TALLAHASSEE, Fla. (NSF) - A top Florida health official on Monday disagreed with the findings of a draft federal audit that contends the state overpaid hundreds of millions to one of Florida’s biggest public hospitals and that $436 million should be returned to the federal government.
Agency for Health Care Administration Secretary Mary Mayhew said in a statement that the agency “disagrees with the findings” of the draft audit and that returning the money would impair Jackson Memorial Hospital’s ability to serve uninsured and poor patients in Miami-Dade County.
“Jackson Memorial has been a committed partner to the state of Florida, providing critical services to individuals and families as one of the largest safety net hospitals in the nation,” Mayhew said in a statement. “The current recommendations of the draft report would have devastating consequences on the hospital’s ability to serve our most vulnerable residents.”
Conducted by the Office of the Inspector General of the U.S. Department of Health and Human Services, the draft audit found that Florida improperly paid hundreds of millions of dollars to Jackson Memorial under the state’s Low Income Pool, or LIP, program.
Politico first reported the draft findings of the audit last week.
The LIP program is designed to funnel extra money to health-care providers that serve large numbers of low-income and uninsured patients.
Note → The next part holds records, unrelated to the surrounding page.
PR #4364, opened 2025-05-26
BIVF selector

metonymic-smokey:

PR #4761, opened 2026-01-16
support SearchParameters for IndexBinary

### LINKED ISSUE #3503: Opening up SearchParameters for IndexBinaryHNSW and IndexBinaryIVF
# Summary

IndexBinaryHNSW and IndexBinaryIVF is blocking SearchParameters. Can we open it up? Will there be any issue that I am not aware of?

The LIP dollars can be spent on uncompensated costs of medical services.
From state fiscal years 2010 through 2014, hospitals received a total of $5.1 billion in LIP funds. Jackson Memorial received $1.8 billion of that total.
The state does not contribute any general revenue to the program. Funding comes from counties and hospital taxing districts that send money to the state. That money then draws down supplemental federal funds.
Much of that money has come from the publicly funded Jackson Memorial, which has then been one of the biggest benefactors of the LIP money.
Of the $1.8 billion in LIP payments made to the hospital during the audit period, auditors allege that Florida claimed $728 million erroneously, of which $436 million was paid by the federal government.
The majority of the $436 million was tied to unallowable costs for treating undocumented immigrants and providing outpatient care to prisoners, an international patient program and even day-care costs.
Mayhew, who was tapped from a position in the Trump administration by Gov. Ron DeSantis to run the Agency for Health Care Administration, defended the state’s spending in the program and noted that federal auditors made several calculation errors.
In a June 28 letter to the federal government, Mayhew said her overarching concern was that the auditors “used incomplete data when more appropriate data was readily available.”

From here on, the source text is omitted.